While the decision to keep the repo rate untouched at 4 per cent and the reverse repo rate at 3.35 per cent in the backdrop of increase in retail consumer prices was on expected lines, say experts who closely track the banking and finance domain. However, the decision to infuse a total of Rs 10,000 crore to the National Housing Bank (NHB) and NABARD is seen as a big positive for the sectors like real estate that has been witnessing liquidity crunch for a while.
Commenting on the infusion of Rs 5,000 crore into NHB, Anuj Puri, Chairman – ANAROCK Property Consultants says: "It will help infuse capital into the Housing Finance Companies and eventually provide relief to developers battling liquidity issues in COVID-19 times." On keep the repo rate unchanged, Puri says, "The RBI was expected to do all it can to keep the inflation rates reined in for the duration."
Ramesh Nair, CEO and Country Head (India), JLL welcomed the move to infuse liquidity into NHB to protect the housing sectors from liquidity challenges. "RBI has also allowed stressed MSME borrowers to restructure debt if their loans were classified as standard as on March 1st 2020. These measures will continue to play a significant role to tide the short-term challenges faced by the corporate sector and will give them a breather to focus on restarting their business operations. However, one-time restructuring of loan would have given the much needed respite to the real estate sector which has been facing headwinds due to the pandemic," Nair adds.

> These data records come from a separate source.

PR #5958, opened 2022-08-18
gall: %rake task to clean up dead %leave's

belisarius222:
This sends a `%cork` on any old subscription ducts, which should have been corked already but might not have been if a ship had been running a prerelease version of the gall request queue fix.  h/t @joemfb 

The "all" flag should only be set if you want the ship to try to kill an old subscription at sub-nonce zero.  If your ship didn't run with a particularly old version of the gall request queue fix, then if you set `all=&`, gall will end up creating an extra Ames flow (and hopefully cleaning it up, but better not to find out).

### DIFF
--- a/pkg/arvo/sys/vane/gall.hoon
+++ b/pkg/arvo/sys/vane/gall.hoon
@@ -1792,14 +1792,24 @@
         $(subs t.subs)
       ::
       =/  dud=(set duct)
-        =/  mod  [%gall %use agent-name run-nonce.yoke %out 0 wire]
+        =/  mod=^wire
+          :*  %gall  %use
+              agent-name
+              run-nonce.yoke
+              %out
+              (scot %p p.dock)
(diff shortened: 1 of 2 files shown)


pkg/arvo/sys/vane/gall.hoon
```diff
@@ -421,8 +421,20 @@
       (drop (bind (~(get by yokes.state) u.dude) (lead u.dude)))
     |-  ^+  mo-core
     ?~  apps  mo-core
-    =/  ap-core  (ap-yoke:ap:mo-core p.i.apps [~ our] q.i.apps)
```
belisarius222, line 424: I probably didn't need to change this line, but it seems less brittle without actually firing the `+mo-core` arm.

Fang- (approved):
Dry-run tested on ~palfun, it hits all the right cases. Looks good!

PR #5959, opened 2022-08-19
u3: suppress bail:evil printf

joemfb:
Following on #5826, wherein I failed to realize that this would also print 2x per bad packet ...


belisarius222 (approved):
lgtm -- much cleaner, and it'll be good to turn off these printfs for real

PR #5960, opened 2022-08-19
gall: when kicked, register %cork as outstanding

Fang-:
When ames notifies us that our subscription has been kicked, we enqueue
a cork to clean up the flow. Unlike the %leave case, however, we were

Piyush Gupta, Managing Director, Capital Markets & Investment Services at Colliers International India says, “Allowing one restructuring of corporate loans is a significant policy decision and would help banking and corporate sector to navigate through impact of Covid-19 on business cash flows. Interest rates have remained unchanged however, home loan rates have been on a downward trend and given respite to the home buyers in past few months.”

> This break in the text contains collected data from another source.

PR #5961, opened 2022-08-19
ames: don't skip closing flows in +on-stir

Fang-:
Yes, there is a global timer for closing flows, but all that does is
enqueue a cork message. +on-stir needs to set _pump_ timers for all
flows that might still have messages to send, which includes closing
flows.

### DIFF
--- a/pkg/arvo/sys/vane/ames.hoon
+++ b/pkg/arvo/sys/vane/ames.hoon
@@ -1484,10 +1484,9 @@
     =/  snds=(list (list [ship bone message-pump-state]))
       %+  turn  states
       |=  [=ship peer-state]
-      %+  murn  ~(tap by snd)
+      %+  turn  ~(tap by snd)
       |=  [=bone =message-pump-state]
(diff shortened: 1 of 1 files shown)


belisarius222 (approved):
lgtm

joemfb:
This PR uses a wire-literal as the base of a runtime-sourced duct -- that seems much more dangerous than doing similar things with "synthetic" ducts in `%gall`. Is this temporary cleanup migration code? If not, I think it'd be worth doing that timer-join another way.

belisarius222:
https://github.com/urbit/urbit/pull/5961/files#diff-2cea4c07b4facff63d912c6b2d14b2b6cc83b356e6d8b7ea74f205c5ae364d08R1507

This is just how Ames works -- all the pump timer ducts are synthetic.  It's not dangerous.  There's an argument to be made that we should keep the original duct that activated that Ames flow, but that would be a broader change, and not related to this PR.

joemfb:
@belisarius222 oh, I didn't realize it was always synthetic. Nevermind!

PR #5962, opened 2022-08-19
gall: don't inject potentially-fake acks

Fang-:
We shouldn't be hitting this case anymore. Injecting events into agents
which they might not expect, and might not even be real, is bad.


belisarius222 (approved):
lgtm

PR #5963, opened 2022-08-19
ames: ensure larva initializes adult's state

Fang-:
Previously, when the larva got to processing enqueued events, it was
doing so without loading state into the adult beforehand, resulting in
incorrect processing of events.

Here, we make the larva call +molt more eagerly, ensuring that the adult
always has its state available when we use it.


belisarius222 (approved):
lgtm

PR #5970, opened 2022-08-23
ames: fix upgrade bugs

belisarius222:
Fixes some issues with Ames's larval upgrade logic that were discovered when upgrading ~zod.


Fang- (approved):
This looks like what we paired on. Good!

PR #5971, opened 2022-08-23
ames: handle failed recork timers

joemfb:
Also fixes the error slog on failed attestation timers.


Fang- (approved):
This looks better to me, thanks!

belisarius222 (approved):
lgtm

PR #5973, opened 2022-08-24
http: check requests for auth using tokens from eyre

Fang-:
Preparatory work for part of #5927, but these changes can go in on their own.

Adds a `%sessions` gift to eyre that it uses to send a set of valid session tokens to then runtime, both on-`%born` and whenever that set changes.

Updates `http.c` to accept those gifts, and use them for checking authentication on the `/~_~/slog` printf stream endpoint by reading the cookie header, if any.  
Previously it used a clunky scry that put the full cookie string in the path. We should probably consider that scry endpoint deprecated now.

@joemfb perhaps you want these commits as separate PRs?


joemfb (commented):
These changes look reasonable to me. I still need to take a closer look at a couple parts. But I have some notes about releasing stuff like this:

This changes the external vane interface, and therefore requires a kelvin. The change is also required; slog streams will stop working on ships with a new binary and an old arvo, as the set of authentication tokens will be null. (Required in some sense, it's not a major feature.) So we can release the vere changes early, without adding a fallback to the authentication scry.

There's also the basic question of where to put changes like this (ie, "pending next kelvin bump"). I think we probably don't want it on next/arvo, but I'm not sure where it should go.

/cc @philipcmonk

jalehman:
This now requires two PRs. @Fang- will cherrypick the vere-related commits off of this to urbit/vere.

jalehman:
@Fang- is this ready to be reviewed? It looks like it, now that the C code is gone.

Fang-:
Yes. This should be fine to go in before/independently of urbit/vere#199, which I still need to address the feedback on. I don't think anything there should affect the interface implemented here.

belisarius222 (approved):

The decision to allow one-time restructuring of loans by RBI is a great news for the real estate industry, says Bhushan Nemlekar - Director, Sumit Woods. "This will certainly help a lot of developers to complete their projects on time and a lot of buyers to get their homes soon," he adds. Sumit Woods is a listed construction company that undertakes slum rehabilitation and redevelopment projects and construction of eco-friendly houses.
In the run-up to the policy announcement leading developer Niranjan Hiranandani, who is also the President of ASSOCHAM had Tweeted: "Govt steps to ease liquidity issues is still inadequate to meet working capital needs. So Factoring and discounting of bills might help to solve issue. We can bring back traditional lending methods to see private funding for factoring can also take place".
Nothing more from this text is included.